Exercise: The answer must consist of each line of the records below that contains the string "changes".
----------------
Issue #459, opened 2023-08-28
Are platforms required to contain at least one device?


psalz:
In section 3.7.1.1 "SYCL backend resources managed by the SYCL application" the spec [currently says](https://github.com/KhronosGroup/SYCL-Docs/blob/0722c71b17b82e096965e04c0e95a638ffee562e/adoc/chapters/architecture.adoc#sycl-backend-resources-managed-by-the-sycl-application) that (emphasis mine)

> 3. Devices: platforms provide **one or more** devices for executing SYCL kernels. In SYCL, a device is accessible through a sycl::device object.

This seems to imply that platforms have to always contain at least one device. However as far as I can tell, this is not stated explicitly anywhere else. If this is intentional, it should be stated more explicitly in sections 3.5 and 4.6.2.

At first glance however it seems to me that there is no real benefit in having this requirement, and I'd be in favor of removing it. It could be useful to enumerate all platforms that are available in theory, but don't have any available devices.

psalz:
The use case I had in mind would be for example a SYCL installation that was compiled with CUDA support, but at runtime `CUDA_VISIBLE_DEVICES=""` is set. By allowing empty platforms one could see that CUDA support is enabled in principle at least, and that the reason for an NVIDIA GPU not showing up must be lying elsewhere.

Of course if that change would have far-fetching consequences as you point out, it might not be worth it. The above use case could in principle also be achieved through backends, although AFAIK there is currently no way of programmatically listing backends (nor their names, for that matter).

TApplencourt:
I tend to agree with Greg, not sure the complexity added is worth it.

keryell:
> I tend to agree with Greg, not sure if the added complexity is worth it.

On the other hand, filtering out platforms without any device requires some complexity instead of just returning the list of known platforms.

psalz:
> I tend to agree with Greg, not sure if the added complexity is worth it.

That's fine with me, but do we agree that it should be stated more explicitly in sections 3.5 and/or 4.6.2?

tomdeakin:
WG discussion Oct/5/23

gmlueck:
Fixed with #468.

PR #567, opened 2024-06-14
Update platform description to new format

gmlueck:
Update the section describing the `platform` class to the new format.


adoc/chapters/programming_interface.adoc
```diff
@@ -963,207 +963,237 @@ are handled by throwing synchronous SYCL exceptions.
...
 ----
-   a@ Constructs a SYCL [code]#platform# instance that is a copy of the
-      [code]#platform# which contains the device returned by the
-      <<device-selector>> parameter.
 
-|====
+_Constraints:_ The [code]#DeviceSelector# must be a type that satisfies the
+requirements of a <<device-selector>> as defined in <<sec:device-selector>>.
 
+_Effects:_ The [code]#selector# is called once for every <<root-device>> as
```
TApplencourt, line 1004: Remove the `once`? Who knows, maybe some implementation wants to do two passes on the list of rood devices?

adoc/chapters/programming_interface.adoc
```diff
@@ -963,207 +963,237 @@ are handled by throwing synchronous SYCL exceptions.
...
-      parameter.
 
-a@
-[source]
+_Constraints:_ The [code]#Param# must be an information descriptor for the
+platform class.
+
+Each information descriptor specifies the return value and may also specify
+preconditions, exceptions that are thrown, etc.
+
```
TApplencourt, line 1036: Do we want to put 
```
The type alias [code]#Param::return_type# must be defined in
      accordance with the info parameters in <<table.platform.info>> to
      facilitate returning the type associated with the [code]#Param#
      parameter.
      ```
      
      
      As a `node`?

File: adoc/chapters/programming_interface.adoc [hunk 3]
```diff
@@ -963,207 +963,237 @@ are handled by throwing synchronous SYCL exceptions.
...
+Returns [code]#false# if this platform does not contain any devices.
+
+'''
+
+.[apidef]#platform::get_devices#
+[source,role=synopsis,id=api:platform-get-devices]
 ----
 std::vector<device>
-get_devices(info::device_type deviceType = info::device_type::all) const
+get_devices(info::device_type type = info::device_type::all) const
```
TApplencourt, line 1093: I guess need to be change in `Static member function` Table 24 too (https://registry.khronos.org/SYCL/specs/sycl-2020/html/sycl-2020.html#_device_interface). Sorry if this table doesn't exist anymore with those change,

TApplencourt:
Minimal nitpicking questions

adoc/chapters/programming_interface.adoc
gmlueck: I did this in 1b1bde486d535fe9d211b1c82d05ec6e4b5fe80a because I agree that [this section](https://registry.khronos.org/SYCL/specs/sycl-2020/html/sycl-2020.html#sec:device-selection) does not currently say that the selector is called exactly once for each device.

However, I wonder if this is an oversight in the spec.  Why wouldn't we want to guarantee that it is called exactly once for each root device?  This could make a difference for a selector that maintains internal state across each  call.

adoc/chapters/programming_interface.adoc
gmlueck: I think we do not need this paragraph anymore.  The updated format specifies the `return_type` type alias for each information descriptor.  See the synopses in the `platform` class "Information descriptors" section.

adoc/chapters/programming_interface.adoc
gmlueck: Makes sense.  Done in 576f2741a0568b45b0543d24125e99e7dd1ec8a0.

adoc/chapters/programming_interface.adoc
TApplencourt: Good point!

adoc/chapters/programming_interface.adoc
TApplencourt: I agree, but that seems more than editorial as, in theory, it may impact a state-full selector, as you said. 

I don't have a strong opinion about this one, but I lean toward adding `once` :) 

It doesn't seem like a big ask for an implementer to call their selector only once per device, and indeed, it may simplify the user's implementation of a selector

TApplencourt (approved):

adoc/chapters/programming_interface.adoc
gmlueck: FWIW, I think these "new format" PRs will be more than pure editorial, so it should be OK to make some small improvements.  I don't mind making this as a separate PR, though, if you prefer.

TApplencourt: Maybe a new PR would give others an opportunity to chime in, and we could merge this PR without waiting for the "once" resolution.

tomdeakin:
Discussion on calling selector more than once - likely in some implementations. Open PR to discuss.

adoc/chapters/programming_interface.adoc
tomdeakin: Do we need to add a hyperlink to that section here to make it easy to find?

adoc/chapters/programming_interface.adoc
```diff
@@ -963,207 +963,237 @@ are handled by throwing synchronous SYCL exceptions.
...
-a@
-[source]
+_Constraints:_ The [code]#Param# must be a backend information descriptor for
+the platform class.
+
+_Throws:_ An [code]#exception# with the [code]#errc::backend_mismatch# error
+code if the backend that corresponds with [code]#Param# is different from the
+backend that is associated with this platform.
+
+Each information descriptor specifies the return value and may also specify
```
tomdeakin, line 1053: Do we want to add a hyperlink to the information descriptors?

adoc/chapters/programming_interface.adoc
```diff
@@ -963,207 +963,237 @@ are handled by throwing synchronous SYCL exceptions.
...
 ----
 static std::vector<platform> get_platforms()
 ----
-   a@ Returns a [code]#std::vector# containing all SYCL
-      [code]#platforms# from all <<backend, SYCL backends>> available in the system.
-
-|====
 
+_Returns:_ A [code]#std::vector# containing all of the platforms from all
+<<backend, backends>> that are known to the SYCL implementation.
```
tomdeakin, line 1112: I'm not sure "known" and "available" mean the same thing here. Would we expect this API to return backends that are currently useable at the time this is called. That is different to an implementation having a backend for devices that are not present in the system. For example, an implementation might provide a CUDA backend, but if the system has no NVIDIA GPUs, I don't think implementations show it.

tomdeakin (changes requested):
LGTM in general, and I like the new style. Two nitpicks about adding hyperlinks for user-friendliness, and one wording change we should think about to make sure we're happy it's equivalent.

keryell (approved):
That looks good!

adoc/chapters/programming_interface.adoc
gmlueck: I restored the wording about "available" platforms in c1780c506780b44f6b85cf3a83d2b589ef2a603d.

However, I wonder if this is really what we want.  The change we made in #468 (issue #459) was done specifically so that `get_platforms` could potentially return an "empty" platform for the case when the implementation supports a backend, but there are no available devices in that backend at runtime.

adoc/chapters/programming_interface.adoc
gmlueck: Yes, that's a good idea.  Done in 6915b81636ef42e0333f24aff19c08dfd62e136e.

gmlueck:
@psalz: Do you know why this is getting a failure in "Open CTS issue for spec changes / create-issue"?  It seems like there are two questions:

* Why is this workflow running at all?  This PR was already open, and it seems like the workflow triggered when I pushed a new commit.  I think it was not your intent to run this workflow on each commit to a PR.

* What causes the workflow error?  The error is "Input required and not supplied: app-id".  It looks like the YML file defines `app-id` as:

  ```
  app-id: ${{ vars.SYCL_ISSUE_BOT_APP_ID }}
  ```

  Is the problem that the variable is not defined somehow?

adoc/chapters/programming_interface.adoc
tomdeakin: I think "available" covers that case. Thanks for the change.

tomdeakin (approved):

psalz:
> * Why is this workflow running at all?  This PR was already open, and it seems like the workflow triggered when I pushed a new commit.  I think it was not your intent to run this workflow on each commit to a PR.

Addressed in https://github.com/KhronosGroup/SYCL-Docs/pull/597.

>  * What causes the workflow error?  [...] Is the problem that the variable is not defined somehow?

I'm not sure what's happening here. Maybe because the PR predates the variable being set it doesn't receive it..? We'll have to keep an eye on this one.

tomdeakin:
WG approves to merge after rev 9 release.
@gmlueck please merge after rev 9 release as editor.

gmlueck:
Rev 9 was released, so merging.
----------------
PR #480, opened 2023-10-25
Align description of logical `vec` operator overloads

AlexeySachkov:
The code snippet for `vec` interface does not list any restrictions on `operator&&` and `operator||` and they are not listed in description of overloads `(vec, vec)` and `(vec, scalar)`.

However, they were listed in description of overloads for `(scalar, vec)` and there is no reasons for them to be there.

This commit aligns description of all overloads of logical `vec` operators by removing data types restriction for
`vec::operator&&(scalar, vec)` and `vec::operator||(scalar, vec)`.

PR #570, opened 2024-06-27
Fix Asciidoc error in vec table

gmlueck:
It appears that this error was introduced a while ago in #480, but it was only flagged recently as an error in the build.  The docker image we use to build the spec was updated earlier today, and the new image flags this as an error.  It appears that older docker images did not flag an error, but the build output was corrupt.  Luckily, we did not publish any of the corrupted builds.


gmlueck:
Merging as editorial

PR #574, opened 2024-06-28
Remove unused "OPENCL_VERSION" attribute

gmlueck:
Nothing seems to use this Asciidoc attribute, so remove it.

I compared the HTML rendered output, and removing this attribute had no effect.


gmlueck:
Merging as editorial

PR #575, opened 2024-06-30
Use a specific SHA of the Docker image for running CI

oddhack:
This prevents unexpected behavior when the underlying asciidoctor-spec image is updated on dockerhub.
----------------
Output for this task:
tomdeakin (changes requested):
@psalz: Do you know why this is getting a failure in "Open CTS issue for spec changes / create-issue"?  It seems like there are two questions:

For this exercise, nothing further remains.